Aligning the disputes was a tactical campaigning and organising decision, set in policy by HE Sector Conferences (HESCs). The disputes are legally distinct, negotiated with different representative bodies, and notices of ballots and industrial action connected to them must necessarily be produced and served separately. Our policy [see motion HE6, 2022] explicitly sets out that we can choose different courses of action for each dispute where appropriate, as does our UCU FAQ [here].

Submitting to the employers’ schedule for agreeing these proposals on legally distinct disputes, together, while the Four Fights proposals falls so far short would be a major error. A likely outcome of doing so would be to help employers cement a massive real terms pay cut across the sector, alongside insufficient progress on workloads, (in)equality pay gaps, and casualisation. It is important that we fully represent and defend the conditions of members across the whole HE sector, including branches and many groups of workers who are not members of the USS pension scheme. 

For any consultation vote to be truly democratic, members need access to all relevant information and accurate detail. This should include the analysis and scrutiny of the elected negotiating team, who report to HEC in order that HEC can make a meaningful recommendation. Elected JNCHES negotiators were not party to the decision to go to ACAS or allowed into the initial talks on pay and terms of reference. They have also not been afforded the usual channels of communication with members or the right to produce reports and recommendations in consultations with members.

Triggering formal consultation on USS now, but waiting to do so until a substantially improved offer from UCEA would better reflect the different rates of progress in the two disputes.
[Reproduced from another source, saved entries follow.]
PR #1021, opened 2023-03-02
meta: update links

VoltrexKeyva:
- Update the current year fund link to point to the 2023 fund.
- List all previous funds.

### DIFF
--- a/project-resources/MEMBER_TRAVEL_FUND.md
+++ b/project-resources/MEMBER_TRAVEL_FUND.md
@@ -5,11 +5,18 @@
 To establish and administer a fund for members of the OpenJS Foundation to travel
 and spread knowledge about and support the Javascript ecosystem and the Foundation.
 
-### [Current Year Fund](https://github.com/openjs-foundation/cross-project-council/blob/HEAD/TRAVEL_FUND/2022.md)
+### [Current Year Fund](https://github.com/openjs-foundation/cross-project-council/blob/HEAD/TRAVEL_FUND/2023.md)
 
-### [2021 funds](https://github.com/openjs-foundation/cross-project-council/blob/HEAD/TRAVEL_FUND/Achived_Travel_Fund_Records/2021.md)
+<details>
+  <summary>Previous funds</summary>
 
-### [2019 funds](https://github.com/openjs-foundation/cross-project-council/blob/HEAD/TRAVEL_FUND/Achived_Travel_Fund_Records/2019.md)
+  * [2022](https://github.com/openjs-foundation/cross-project-council/blob/HEAD/TRAVEL_FUND/Achived_Travel_Fund_Records/2022.md)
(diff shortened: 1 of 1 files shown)


Trott:
> * The vis.gl incubating project's page no longer sends secure HTTPS responses, this causes the Linkinator GitHub action to fail, so it's project link protocol should be changed to HTTP.

HTTPS service seems to be restored for that website now.

VoltrexKeyva:
@Trott reverted the change to the link protocol, PTAL.

project-resources/MEMBER_TRAVEL_FUND.md
```diff
@@ -5,11 +5,11 @@
...
 and spread knowledge about and support the Javascript ecosystem and the Foundation.
 
-### [Current Year Fund](https://github.com/openjs-foundation/cross-project-council/blob/HEAD/TRAVEL_FUND/2022.md)
+### [Current Year Fund](https://github.com/openjs-foundation/cross-project-council/blob/HEAD/TRAVEL_FUND/2023.md)
 
-### [2021 funds](https://github.com/openjs-foundation/cross-project-council/blob/HEAD/TRAVEL_FUND/Achived_Travel_Fund_Records/2021.md)
+### [2022 Funds](https://github.com/openjs-foundation/cross-project-council/blob/HEAD/TRAVEL_FUND/Achived_Travel_Fund_Records/2022.md)
 
-### [2019 funds](https://github.com/openjs-foundation/cross-project-council/blob/HEAD/TRAVEL_FUND/Achived_Travel_Fund_Records/2019.md)
+### [2021 funds](https://github.com/openjs-foundation/cross-project-council/blob/HEAD/TRAVEL_FUND/Achived_Travel_Fund_Records/2021.md)
```
ljharb, line 12: did we not have a 2020 fund?

seems like we should list all of them, just just the prior 2 years?

VoltrexKeyva: There doesn't seem to be any sign of a 2020 fund, so I'm guessing there wasn't one.

Also I'm not sure if we should list all of them, I think we should keep listing the most relevant ones to date because there's a high chance most people don't look at the old ones, and that this list will keep getting bigger on every new fund entry.

ljharb: Why bother to list the two previous years then?

If 2021 is relevant than so is 2019 imo. If the list gets too big, that's what `<details>` is for.

VoltrexKeyva: Hmm I suppose you're right, though should we add a `<details>` tag with a `<summary>` of "Previous funds" now? So that we don't have to add one later.

ljharb: sure, sounds fine

VoltrexKeyva: Done.

ljharb (approved):

ovflowd (approved):
LGTM!

eemeli (approved):

PR #1050, opened 2023-04-04
doc: revert changes on the preamble

anonrig:
Upon request from @eemeli, this pull request reverts changes on the preamble file so that the chain of patching script is not broken.

### DIFF
--- a/conduct/artifacts/CODE_OF_CONDUCT_PREAMBLE.md
+++ b/conduct/artifacts/CODE_OF_CONDUCT_PREAMBLE.md
@@ -1,6 +1,6 @@
 # Code of Conduct
 
-The OpenJS Foundation and its member projects use a modified version of the Contributor Covenant as their code of conduct, and the translations from the original script will not reflect all modifications. The full text is included below in English, and [the original translations](https://www.contributor-covenant.org/translations) are available on the Contributor Covenant website.
+The OpenJS Foundation and its member projects use [Contributor Covenant v2.0](https://contributor-covenant.org/version/2/0/code_of_conduct) as their code of conduct. The full text is included below in English, and [translations](https://www.contributor-covenant.org/translations) are available on the Contributor Covenant website.
 
 ## Commitment
 


ljharb (approved):

joesepi (approved):

eemeli:
Is there a reason why the same changes to the preamble file that I included in #1047 are not suitable, and they need a separate PR?

anonrig:
> Is there a reason why the same changes to the preamble file that I included in #1047 are not suitable, and they need a separate PR?

Because that commit also included the changes on the CODE_OF_CONDUCT file. After landing this patching script, on every commit to `main` branch, the patching script will run its workflow and open a pull request according to those changes. This was the intention of the patching script workflow that was implemented, and I personally think we should stick to it until we decide to remove it.

eemeli:
So now if we get an upstream CoC change that we _don't_ want to adapt, the process is something like this?

1. Have the bot create a PR for it
2. Create a separate PR modifying the preamble or patch
3. Approve & merge the second PR
4. Have the bot update the first PR
5. Close the first PR as it's now an empty changeset

This seems like a lot of hassle that isn't making our life easier than just being notified of an upstream change.

anonrig:
If we don't want to adapt a certain change, than we shouldn't merge it to main branch in the first place. In this particular example, the change was proposed, accepted and later merged to the main, but because we didn't give access to the bot to push to main directly, it opened a PR, causing an illusion for needing to review again, but it is already a change that is reviewed and merged into the main branch.

eemeli:
The script should be looking at the preamble and patch in its PR branch rather than `main`.

anonrig:
> The script should be looking at the preamble and patch in its PR branch rather than `main`.

Sorry, but I don't follow. Can you elaborate on this?

eemeli:
> > The script should be looking at the preamble and patch in its PR branch rather than `main`.
> 
> Sorry, but I don't follow. Can you elaborate on this?

Normally, when the script is run, it compares the state of the `main` branch to the upstream. If, when it's run, the `create-or-update-pull-request-action` branch exists, it means that a prior change has not yet been merged in yet. In that situation, the script should base its actions on the PR branch, and not `main`.

Consider what would happen if #1047 were merged now. It's currently updating both the CoC and the preamble, but differently, because it's updated the CoC based on `main` after I added a commit to the PR also updating the preamble.

joesepi:
@eemeli - Changes should not be made on PRs opened by the bot from this workflow. That will put things out of sync.

Additionally, if there is an open PR from the bot and another change happens to the underlying files (outside of the existing PR), then the patching script workflow will update the existing open pull request

@anonrig and I just opened a PR with some documentation on this effort https://github.com/openjs-foundation/cross-project-council/pull/1051

ljharb:
To be even clearer, the bot's PR *should never be anything but approved*, because all the related changes were already approved and merged. Once the approach is validated, this bot-created PR will be obviated by making the bot autocommit and push, avoiding this confusion.

bnb (approved):

ovflowd (approved):

PR #1070, opened 2023-05-10
fix(readme): add `alt` to `<img />`

AugustinMauroy:


README.md
```diff
@@ -1,7 +1,7 @@
 <a href="https://openjsf.org">
   <picture>
     <source media="(prefers-color-scheme: dark)" srcset="https://raw.githubusercontent.com/openjs-foundation/artwork/main/openjs_foundation/openjs_foundation-logo-horizontal-color-dark_background.svg" />
-    <img src="https://raw.githubusercontent.com/openjs-foundation/artwork/main/openjs_foundation/openjs_foundation-logo-horizontal-color.svg" width="200" />
+    <img src="https://raw.githubusercontent.com/openjs-foundation/artwork/main/openjs_foundation/openjs_foundation-logo-horizontal-color.svg" width="200" alt="Openjs Foundation Logo" />
```
ljharb, line 4:
```suggestion
    <img src="https://raw.githubusercontent.com/openjs-foundation/artwork/main/openjs_foundation/openjs_foundation-logo-horizontal-color.svg" width="200" alt="OpenJS Foundation Logo" />
```

ljharb, line 4:
```suggestion
    <img src="https://raw.githubusercontent.com/openjs-foundation/artwork/main/openjs_foundation/openjs_foundation-logo-horizontal-color.svg" width="200" alt="OpenJS Foundation Logo" />
```

ljharb (approved):

README.md
AugustinMauroy: In trademark the name of foundation is"Openjs foundation" so I'm not fan of "openJS".
what do you think ?

Trott: I won't block this, but I'd prefer `alt=""` as the logo is decorative and does not provide information.

Trott: > In trademark the name of foundation is"Openjs foundation" so I'm not fan of "openJS".
> what do you think ?

What makes you say it's "Openjs foundation" rather than "OpenJS Foundation"?

Trott: > I won't block this, but I'd prefer `alt=""` as the logo is decorative and does not provide information.

Oh, actually, since the logo is a link back to the home page, it should be `alt="Home"` or something like that. The `alt` text should describe the information provided by the image (in this case: none) and the function of following the link.

ljharb: The name of the foundation is "OpenJS Foundation", so the "js" should never be lowercased.

I'm pretty sure the alt on the image should only describe the image; the link itself describes the link. An empty alt is fine too.

Trott:
```suggestion
    <img src="https://raw.githubusercontent.com/openjs-foundation/artwork/main/openjs_foundation/openjs_foundation-logo-horizontal-color.svg" width="200" alt="Openjs Foundation website" />
```

@ljharb Would you concur with this change based on the fact that the image is a link to the foundation website? If not, let's you and I discuss offline so Augustin isn't getting different messages from both of us.

Trott (changes requested):
Proposed alt text isn't appropriate in my view. Suggestion for appropriate alt text provided.

README.md
ljharb: no, the image isn't a link, the link is the link. happy to discuss offline.

Trott: > I'm pretty sure the alt on the image should only describe the image; the link itself describes the link. An empty alt is fine too.

[WebAIM says otherwise](https://webaim.org/techniques/alttext/): 

> Since no adjacent text within the link describes the link's function, it must be conveyed within the image alt attribute.

I'd be OK with "OpenJS Foundation" or "OpenJS Foundation website", but the word "logo" should not be included IMO. A screen reader, for example, would say something like "Link: OpenJS Foundation logo" which is not what we want.

Trott: Reading more of WebAIM, it seems like "website" should be left off. I'll update my suggestion.

ljharb: I like eliding “logo”

Trott (approved):

ljharb (approved):

Trott:
This is such a contained, low-risk, and easy-to-revert change that I think we can land it straightaway.

PR #1157, opened 2023-08-29
Delete OpenJSF Marketing Services - Dec. 2019.pdf

kyliewd:
Deleting outdated file.


ljharb:
While we could certainly delete it, it's got the date in the filename so nobody will be confused, and it seems nice to have records for archival purposes.

tobie (approved):

tobie:
> it seems nice to have records for archival purposes.

Isn't that what versioning is for? (This is not a rhetorical question, discovery is part of archival and versioning kind of sucks at that.)

ljharb:
Sure, if PDF diffs worked well on github then keeping the same file and changing it would be ideal, but forcing people to git spelunk to find old copies seems unfortunate.

joesepi:
I think if we were to keep the file, we would want to make it extra clear that it is outdated and no longer applicable. Like nest it in some directories: Project Resources > Archive > No longer used > file

But I dont think this document is useful once its been revamped. If we wanted to go back in time to see what the policy was, we could look back in the repo when it did exist. But I guess that is the git spelunking referred to above.

I'm fine with either approach.

PR #1159, opened 2023-09-01
Rename and update marketing slide deck

tobie:
This makes it easier to look for past versions of the marketing slide deck while only keeping the most recent copy directly available in the repository.

Closes #1157.
Closes #1158.


tobie:
My assumption is we probably shouldn't squash this PR, but I might be wrong.

joesepi (approved):

ljharb (approved):
indeed, if it's squashed the git history likely won't work

Issue #1170, opened 2023-09-12
Evaluate BlueOak License


bensternthal:
This issue tracks the legal evaluation of the BlueOak license https://blueoakcouncil.org/license/1.0.0 
```[tasklist]
### Tasks
- [x] Update https://github.com/openjs-foundation/cross-project-council/edit/main/governance/IP_POLICY_GUIDANCE.md
- [x] Update https://ip-policy.openjsf.org/
```

tobie:
What's the context for this? It's not an OSI-approved license and has very low usage.

MylesBorins:
transitive dependencies in npm, and a variety of other JS projects, were relicensed (legally) as Blue Oak.

https://github.com/nodejs/node/issues/49625

It is going to be very difficult to untangle this, much easier if OpenJS take a supportive position on the license

tobie:
I'm going to repeat what I said in the Node issue itself: the first step would be to get the license approved by OSI. (The process is here: https://opensource.org/licenses/review-process/.)

OpenJSF shouldn't substitute itself to OSI's process. That would be setting a really bad precedent.

MylesBorins:
> OpenJSF shouldn't substitute itself to OSI's process. That would be setting a really bad precedent.

If the OpenJS position is that only OSI approved licenses are allowed, that would allow for clarity. What I'd like to see is clarity on what is / is not allowed

MylesBorins:
FWIW I did a quick evaluation of other OpenJS Impact projects

Every single one of the projects rely on `glob`, the package that is dependent on packages licensed as blue-oak.

Appium, Node.js, and Electron all depend on version of glob that include a dependency with a blue oak license.

I haven't looked into at large or incubation projects but I'm sure this is going to be pervasive within OpenJS as well as the ecosystem at large (a recent example from [angular](https://github.com/angular/angular-cli/issues/25387).

So I do want to point out that if OpenJS wants to take a position that it does not allow the blue oak license, specifically as it isn't OSI approved, we are going to have a fairly extensive ecosystem problem due to `glob`.

mhdawson:
@bensternthal how long do we think it might take to get a legal opinion from our OpenJS lawyers on BlueOak and the risk given the current situation.
 
[...]

PR #1245, opened 2024-01-31
Update IP_POLICY_GUIDANCE.md

bensternthal:
- Adds blue oak license to IP policy guidance
- Fixes reference to a PM that is no longer with LF
- See #1170

### DIFF
--- a/governance/IP_POLICY_GUIDANCE.md
+++ b/governance/IP_POLICY_GUIDANCE.md
@@ -19,6 +19,7 @@ There are four key requirements for all OpenJS Foundation projects:
 
 Code may be licensed under:
   * [Apache, Version 2.0](http://www.apache.org/licenses/LICENSE-2.0)
+  * [Blue Oak Model License 1.0.0](https://opensource.org/license/blue-oak-model-license/)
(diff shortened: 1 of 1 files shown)


mhdawson (approved):
LGTM

ljharb (approved):

tobie (changes requested):
Let's wait for the IP policy at https://ip-policy.openjsf.org to be updated. _(I'm also unsure if the decision is to allow projects to use that license or just dependencies of projects to do so.)_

Had we been able to vote by dispute and chosen to do this at Friday’s HEC, we would have had an opportunity to use the two week window between receipt of proposals and the HEC meeting already scheduled for 30 March to boost the leverage of our strikes by consulting formally on USS, while sending UCEA a “revise and resubmit” response to increase internal pressure upon UCEA from employers

In the past, best practice in UCU has been not to consult unless real progress has been made. Employers need to understand that we will not open consultation procedures if they have not offered anything that moves towards resolving the issues in the dispute. We need real progress not rhetoric, vague promises, window dressing or time wasting. If the current proposals are to be put to members, it must only be with realistic, clear analysis of the detail they contain, which highlights any shortcomings and the risks associated. 

I understand that not everyone will agree with my position, but I wanted to set out my reasoning. In my view, voting in this way would have registered real progress in one dispute alongside painfully little progress in the other. Placing HEC in an “all or nothing” situation has led to an avoidable collision which has damaged us and resulted in significant confusion and anxiety about how decisions have been made and communicated. Much of the debate has become heated and difficult to engage in. What we need and what members deserve are the kinds of deliberative, democratic spaces that facilitate rather than actively obstruct people with differing views, concerns, and assessments of a situation to find a way forward, together.